Once you do this, you are all set. Your copy will stay switched to the dev branch unless you call git checkout master
(or other git checkout
) again. You will probably mostly need just git status
, git diff
, git add
, git commit
, git push
and git pull
commands. All pushes and pulls will be done against the remote dev
branch.
Validation
Data format and repository
Up-to-date automatic validation runs of the repositories are available here. These are based on the dev
branch of the data and use the validate.py
script described below.
The final data validation is an important step and each file released in the project is expected to validate as conforming to the basic requirements on the data and format. For this purpose, there is a validation script in the tools repository.
$ git clone git@github.com:UniversalDependencies/tools.git
$ cd tools
$ python validate.py -h
In general, you validate the data like so:
python validate.py --lang=xx [file.conllu]
for example for Finnish:
$ python validate.py --lang=fi ../UD_Finnish/fi-ud-dev.conllu
*** PASSED ***
Among other items, the script also validates the language-specific set
of tags and relations and therefore it needs to know about these. The
language-specific lists are stored in data/deprel.xx
(language-specific relations) and data/feat_val.xx
(language-specific features). In addition data/*.ud
stores the UD
taglists. Before you can validate data for a given language, you need to
produce and commit the necessary tag lists. You can make the initial lists
like so:
$ python conllu-stats.py --deprels=langspec path_to_your_data/*.conllu > data/deprel.xx
$ python conllu-stats.py --catvals=langspec path_to_your_data/*.conllu > data/feat_val.xx
This will gather the language-specific lists in descending order by their frequency. It is important to check the resulting files for correctness, because otherwise the validation would of course be a no-op. Once you have checked the lists manually, you can add them to the repository:
$ git add data/deprel.xx data/feat_val.xx
$ git commit -m "Adding language-specific data for xx."
$ git push
Since the v2.0
release, whitespace is allowed in the FORM
and LEMMA
fields under conditions specified in here. This is supported in the validator through the UD-wide file data/tokens_w_space.ud
and its language-specific variants data/tokens_w_space.xx
. In these files, each line is a Python regular expression defining the permissible forms and lemmas that can contain a whitespace.
Syntax
For the v1.3
release, we have created an additional number of tests which try to uncover possible logical inconsistencies in the treebank data. Automatic validation runs for this syntax validation are available here. Unlike the data format and repository validation, this validation machinery is not streamlined enough to be distributed for offline use, therefore it is important to regularly push your data to the dev
branch of the repository.
The tests are specified in the file gen_index/stests.yaml
and rely on the query language of the SETS search interface.
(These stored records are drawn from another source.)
PR #182, opened 2022-08-26
181 fix records order bptree

### LINKED ISSUE #181: Order of records in bptree after deserialization is reversed
https://github.com/qoollo/pearl/blob/master/src/blob/index/core.rs#L311

Right now after deserialization indexes have records reversed which leads to returning oldest record instead of newest

idruzhitskiy:
Closes #181

### DIFF
--- a/src/blob/index/bptree/core.rs
+++ b/src/blob/index/bptree/core.rs
@@ -131,6 +131,12 @@ where
                 }
                 Ok(headers)
             })
+            .map(|mut headers| {
+                for val in headers.values_mut() {
+                    val.reverse();
+                }
+                headers
+            })
             .map(|headers| (headers, self.header.records_count))
     }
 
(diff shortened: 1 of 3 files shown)


src/blob/index/bptree/core.rs
```diff
@@ -131,6 +131,12 @@ where
                 }
                 Ok(headers)
             })
+            .map(|mut headers| {
+                for val in headers.values_mut() {
+                    val.reverse();
```
ikopylov, line 136: For the most common case when `val.len() == 1` we can avoid calling `reverse`. Please, add condition before the call

idruzhitskiy: I'm surprised this check is not part of the reverse itself. Ok, I'll add this

ikopylov: According to the source code (https://doc.rust-lang.org/src/core/slice/mod.rs.html#678) it is not a part

ikopylov (approved):
LGTM

PR #196, opened 2022-09-04
Add file name to error messages in Blob struct

### LINKED ISSUE #183: Add file name to error messages
This should simplify problems detection.
Here: https://github.com/qoollo/pearl/blob/master/src/blob/core.rs#L326
And in other placess

ikopylov:
Closes #183

### DIFF
--- a/src/blob/core.rs
+++ b/src/blob/core.rs
@@ -92,12 +92,12 @@ where
         } else {
             self.fsyncdata()
                 .await
-                .with_context(|| format!("Blob file dump failed! Blob file: {:?}", self.name.to_path()))?;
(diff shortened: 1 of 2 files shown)


src/blob/core.rs
```diff
@@ -92,12 +92,12 @@ where
         } else {
             self.fsyncdata()
                 .await
-                .with_context(|| "Blob file dump failed!")?;
+                .with_context(|| format!("Blob file dump failed! Blob file: {:?}", self.name.to_path()))?;
```
idruzhitskiy, line 95: Other errors start with lowercase, probably this one should be lowercase too. And also exclamation mark can be ommited in favor of comma IMO

idruzhitskiy (commented):
LGTM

Language-specific guidelines
Every treebank should be accompanied by a set of language-specific guidelines at http://universaldependencies.org/. These guidelines should minimally specify the following:
- Tokenization: How was word segmentation performed? Does the treebank include multiword tokens?
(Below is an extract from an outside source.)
PR #198, opened 2022-09-06
187 update locks

### LINKED ISSUE #187: Review and improve locks in `Storage`
`RWLock` on `safe` does protect `active_blob` + `blobs` updates inside, so the `write` lock should be acquired only when these 2 fields updating. But if we look at `write_with_optional_meta` function, it is incorrectly acquire `write` lock (https://github.com/qoollo/pearl/blob/master/src/storage/core.rs#L313). It should acquire `read` lock, because it does not update neither `active_blob` nor `blobs` fields.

- POS tags: What universal POS tags (if any) are not used?
- Features: What universal features are not used? What language-specific features/values have been added?
- Relations: What universal relations are not used? What language-specific subtypes have been added?
There are more detailed guidelines for language-specific documentation. Also see the general guidelines about how to contribute (which covers the conventions used in writing UD documentation, such as how to format examples).
Building the release
Documentation of the steps to be taken by the release task force is on a separate page.